Ritornando sul discorso

del rettore Mancarella nell’anniversario delle Leggi Razziali

 

PISA – «Solo levando alta nei nostri cuori la fiamma della dignità, solo guardando diritto negli occhi chi cerca di vilipenderci potremo infondere negli altri il rispetto verso di noi stessi (…)». Sono le parole che Naftoli Emdin rivolge nel 1938 ai propri figli. Nato in Russia, emigrato in Italia perché antibolscevico, laureatosi a Pisa in Medicina, collaboratore del giornale repubblicano La Nuova Italia, era stato appena espulso dalla Facoltà. Rafael e Ruben, i suoi figli, venivano espulsi dal Liceo in quello stesso anno. Non importava che fossero membri dei Balilla, non interessava che la loro famiglia avesse scelto di abbandonare la madrepatria per distaccarsi dalla rivoluzione comunista. La scelta delle Università e delle Scuole italiane di obbedire alle Leggi Razziali, attuando l’allontanamento del personale didattico e degli allievi ebrei, era attuata con fermezza – fin troppo – rigorosa.
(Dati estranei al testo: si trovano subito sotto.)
PR #375, opened 2019-09-27
Mustafa/Week3

mayqf:
- ToDo App database(multiple users)

- Node server to make Web APIs for ToDo app

- Support following functions:

1. Insert item(s) in ToDo list
2. Delete item(s) in ToDo list
3. Create a new ToDo list
4. Delete a ToDo list
5. Mark an item as completed
6. Add a reminder for the list (not for the item)
---------------------------------------------------------
connection.js=>used createPool() for making connection to db.
user_queries.js=> defined for todo user queries 
list_queries.js=> defined for todo list queries 
ist_item.js=> defined for todo item queries
server.js=>used express() for server


Week3/homework3/item_queries.js
```diff
@@ -0,0 +1,73 @@
...
+    res.send('Todo item deleted successfully');
+  } catch (err) {
+    console.log(err);
+  }
+};
+const markAsFinished = async (req, res) => {
+  try {
+    const id = parseInt(req.params.id);
+    const todocompletions = await execQuery(`SELECT * FROM todo_app.list_item_completion`);
+    const completion = todocompletions.find(completion => completion.ID === id);
```
roxana-lafuente: Can you please double check that this one works good? I've added a todo, then I tried to mark it as done but although it is getting the right ID, it always says ID not found.

PR #378, opened 2019-09-27
Db week 3

elicarcar:
Couldn't load the dump file due to complicated reasons but I will try to add it asap.


Week3/db-week-3.js
```diff
@@ -0,0 +1,216 @@
...
+      throw err;
+    }
+  }
+});
+
+app.post('/saveAddItem', async (req, res) => {
+  try {
+    const connection = mysql.createConnection(todoDatabase);
+    const execQuery = util.promisify(connection.query.bind(connection));
+    const itemQuery = `INSERT INTO items VALUES ('${req.body.task}', '${req.body.isdone}', '${req.body.listName}')`;
```
roxana-lafuente: Just one more option is to use it like this:

```
const task = ${req.body.task};
const isDone = ${req.body.isdone};
const listName = ${req.body.listName};

const itemQuery = `INSERT INTO items VALUES (?, ?, ?)`;
await execQuery(itemQuery, [task, isDone, listName]);
```

Simply because this way:

- sentences are shorter
- more readable for other developers

Week3/instructions/Readme.md
```diff
@@ -0,0 +1,30 @@
...
+- Type the path and then for deleting an item: /deleteItem/<--itemname-->
+- For deleting a list /deleteList/<--listname-->
+- You will get the response that says 'Succesfully deleted'
+
+FOR UPDATING THE STATUS OF AN ITEM
+
+- Open you postman
+- Chose your method as PUT
+- Type the path and then for deleting an item: /update/<itemYouWantToUpdate>/<updatedStatus>
+- You will get the response that says 'Your item is up to date'
```
roxana-lafuente: Let's imagine you're developing this app for a company, they will need to use the APIs you developed but they don't know where to start. They read your documentation and they know where to start, they need postman. But they don't know all the functionalities you provide, then they need search the source code you wrote. But there's a problem, they don't know javascript, node or anything similar. And they don't know how to use your amazing API.

That's why it's a good idea to document all the functionality available, which parameters each one receive. Here is an example of a [good API documentation](https://docs.gitlab.com/ee/api/api_resources.html#project-resources) 

If you add a table like this, your documentation would be perfect! :)

Week3/package.json
```diff
@@ -0,0 +1,21 @@
+{
```
roxana-lafuente: Great idea to add the package.json, this makes installation of your code dependencies super straightforward.

Week3/db-week-3.js
```diff
@@ -0,0 +1,216 @@
...
+      throw err;
+    }
+  }
+});
+
+app.put('/update/:item/:isdone', async (req, res) => {
+  try {
+    const connection = mysql.createConnection(todoDatabase);
+    const execQuery = util.promisify(connection.query.bind(connection));
+    const updateQuery = `UPDATE items SET isdone = '${req.params.item}' Where items.item = '${req.params.isdone}';`;
```
roxana-lafuente: When we develop APIs, we always need to return proper HTTP Codes so that the person / program using our API can understand what is happening. I mean something like this:

```
if (!${req.params.item})
       return res.status(404).send('ID not Found!');
```

Here's more info on the HTTP Codes https://www.restapitutorial.com/httpstatuscodes.html

Could you please add them?

Week3/db-week-3.js
```diff
@@ -0,0 +1,216 @@
...
+  password: 'hyfpassword',
+  database: 'todo',
+  multipleStatements: true,
+};
+
+app.set('view engine', 'pug');
+app.use(bodyParser.urlencoded({ extended: false }));
+app.use(express.static(__dirname + '/public'));
+
+const CREATE_TABLE_TODOS = `CREATE TABLE IF NOT EXISTS todos (
```
roxana-lafuente: Please don't forget to add the sql dump file

Week3/db-week-3.js
```diff
@@ -0,0 +1,216 @@
...
+    belongs_to VARCHAR(30),
+    
+    FOREIGN KEY (belongs_to)
+    REFERENCES todos(todoid)
+    ON DELETE CASCADE
+    );`;
+
+app.get('/', async function(req, res) {
+  try {
+    const connection = mysql.createConnection(todoDatabase);
```
roxana-lafuente: No need to change it, but there's also this option https://stackoverflow.com/questions/37102364/how-do-i-create-a-mysql-connection-pool-while-working-with-nodejs-and-express to use it across your code. Might be worth looking into it for future projects :)

Week3/db-week-3.js
```diff
@@ -0,0 +1,216 @@
...
+    }
+  }
+});
+
+app.get('/download', function(req, res) {
+  const file = `${__dirname}/instructions/Readme.md`;
+  res.download(file);
+});
+
+app.post('/submit', async function(req, res) {
```
roxana-lafuente: It's usually a good practice to have self descriptive names, for instance:

submitReview, submitForm, submitHomework, etc instead of just submit.

The idea is that the person reading the code has an idea of what your function does without the need to read the body of the function itself. The same with variable names :)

Proprio per questo la prolusione pubblica del prof. Paolo Mancarella, rettore dell’Università di Pisa, nel corso della Cerimonia delle scuse del 20 settembre, assume una rilevanza particolare. Pronunciato innanzi ai rettori delle Università italiane, alla comunità ebraica pisana e alla presidenza dell’UCEI, innanzi alle autorità cittadine e all’ambasciatore dello Stato di Israele, il discorso si inserisce in una cornice di eventi che ha al centro la nostra città. Nella nostra Pisa – di preciso, nell’allora residenza di San Rossore – il Re e Imperatore Vittorio Emanuele III apponeva il sigillo della monarchia fascista ai decreti che promulgavano le Leggi Razziali italiane. Tali dispositivi consistevano in una serie di Regi Decreti legge che, a partire dal giugno 1938, regolavano l’accesso alle professioni e all’istruzione per i cittadini di razza ebraica. Le norme furono poi raccolte in un Testo Unico, il Regio Decreto Legge n. 1779 del 15 settembre 1938-­XVI.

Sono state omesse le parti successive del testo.